# Feeding the bees



## Rog (May 27, 2004)

I put out some fresh honeycomb to attract the bees to my garden. Looks like it worked pretty good


----------



## The Driver. (May 20, 2004)

Interesting!


----------



## peckerwood (Jun 9, 2012)

They love Budlight too.Set one down and watch them line up around the hole.Wonder how they find there way back to the hive or crash into things.I love seeing honey bees in my garden.


----------



## Rubberback (Sep 9, 2008)

I had a couple of hives here. I was getting some honey. I neglected the hives & the bees swarmed & never returned to the hives. I bet I lost 80 000 bees. I know there still around because I see bees all over my dewberry vine & in my gardens. 
I'm gonna get back into bee keeping again. I just have to many irons in the fire.


----------



## Meadowlark (Jul 19, 2008)

peckerwood said:


> They love Budlight too....


 So do I, LOL.


----------



## MichaelW (Jun 16, 2010)

I like having the bees around also. I let one of my broccoli plants go to bloom and the bees loved it.


----------



## wet dreams (May 21, 2004)

No shortage of bees here, got a honey factory about a 1/2 mile from us, they gang up on our hummingbird feeders among other thangs....wish I knew how to keep them away from feeders....


----------



## RonnieS (Jan 1, 2010)

wet dreams said:


> No shortage of bees here, got a honey factory about a 1/2 mile from us, they gang up on our hummingbird feeders among other thangs....wish I knew how to keep them away from feeders....
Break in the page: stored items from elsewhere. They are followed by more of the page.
PR #2774, opened 2018-11-27
[Bug] [Restoration Druid] Wild Growth fix

joshinat0r:
`this.wgTracker.wgBuffs.push(event.targetID);` in `on_byPlayer_applybuff` would fail if an applyBuff event would appear before the first cast-event.
This is just initializing the object with the necessary props to avoid crashes, not sure why applyBuffs apear before the castEvent, but this fix shouldn't break the numbers except the `startTimestamp` of the first WG.

@buimichael should give this a closer look to see if everything is still working as intended

### DIFF
--- a/src/parser/druid/restoration/modules/features/WildGrowth.js
+++ b/src/parser/druid/restoration/modules/features/WildGrowth.js
@@ -35,9 +35,6 @@ class WildGrowth extends Analyzer {
       return;
     }
 
-    console.info(event);
-    console.info(this.wgTracker);
-
     if(Object.getOwnPropertyNames(this.wgTracker).length > 0) {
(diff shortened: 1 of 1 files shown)


buimichael:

I have hives and had to buy bee proof feeders. No more bees on them.


----------



## Muddskipper (Dec 29, 2004)

I'm on my first hive after playing with hives all last year

Should have three by fall....


----------



## softball fan (Oct 28, 2011)

What are some other attractants for bees or where can you find some of the honeycomb


----------



## d50h (Dec 2, 2005)

lemongrass oil


----------



## Rog (May 27, 2004)

softball fan said:


> What are some other attractants for bees or where can you find some of the honeycomb


You can use store bought honey or sugar water I would guess. I get my honeycomb from a hive that I robbed near my house in Katy.


----------